Here’s the deal: Microsoft Word thinks you know or care about typography more than you do. You type two dashes and with no initial space and Word turns that into an m-dash. Like—this. It’s the width of the letter M. You type two dashes and a space before and you get an n-dash. Like – this. It’s the width of the letter N. The former is used as a punctuation symbol in a sentence and the latter is used in lieu of the word to between dates or numbers to indicate a range. Wow, that sounds pedantic. And it is. And you should care.

Every day we all experience minor annoyances caused by others’ minor carelessness. A manufacturing glitch means the knob comes off a car radio in our hand. A distracted spouse fills the coffee cup too high, and it spills as you walk to work. A door gets stuck in its jamb every time the humidity goes above 40 percent, because it wasn’t fit properly in the first place.

I think about it this way. No job is too small to do badly. When you leave mistakes in your resume that are as (arguably) obvious as incorrect punctuation, you are telling me that you’re not going to spot the small things. That when you do work for me, I’m going to have to check it—every time. That I’ll never be able to forward your work to others without worrying that something is out of whack.

A friend of mine recently sent a report produced by his team to the senior management of his company. Only after it was delivered did he notice that they had double counted some items in a spreadsheet. What should have been 28 was listed as 34. He called me in a panic, believing his job was on the line over a difference of 6 in one number. But his employees thought he was overreacting. The total size of the report was 50 pages. Who would notice this one number? That’s not the point, he said, what if they do notice? Worse, what if they rely on this and then months down the road they find out the report was wrong? The reactions of his team gave my friend more than a little pause. His trust in them was undoubtedly compromised.

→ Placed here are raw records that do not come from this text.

PR #1095, opened 2026-05-27
security hardening

kevinwcyu:
## Changes

- Ran @grafana/create-plugin update to get the .config/ directory files up-to-date

- Hardened Yarn supply-chain settings:
  - Upgraded pinned Yarn from `4.13.0` to `4.15.0`.
  - Migrated `yarn.lock` metadata to Yarn 4.15 lockfile version `10`.
  - Enabled immutable installs, hardened mode, strict checksum behavior, exact semver defaults, npm registry pinning, and HTTP source blocking.
  - Kept lifecycle scripts disabled and the 3-day npm minimum age gate with `@grafana/*` preapproval.

- Reduced direct npm dependency surface:
  - Removed unused/duplicate direct dependencies from `package.json`.
  - Converted ranged direct dependencies to exact versions.
  - Marked the package as private to prevent accidental npm publication.
  - Pinned the plugin signing command instead of using `@latest`.

- Hardened GitHub Actions:
  - Replaced mutable checkout/install of `grafana/grafana-github-actions` with a pinned `grafana/grafana-github-actions/commands` action.
  - Kept upstream’s `create-github-app-token` token flow.
  - Added `--mode=skip-build` to the local Yarn install step.
  - Pinned the duplicate `github/combine-prs` workflow reference.
  - Tightened Zizmor config by removing the broad `github/*` unpinned-action exception.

Still think I’m nitpicking? Have you heard the story of the Russian spacecraft that flipped over, took a nose dive toward earth, and burned up in the atmosphere? It was caused by one erroneous line of computer code.

You might not be planning missions to space or testifying in front of Congress, but whatever it is you do, sloppy is never OK. Not on your resume, not in your spreadsheet, and not in your ratchet tightening. It may not cause rockets or empires to fall, but it can brand you for a long, long time.

David Silverman

David Silverman is an author, teacher and senior executive at a Fortune 100 firm.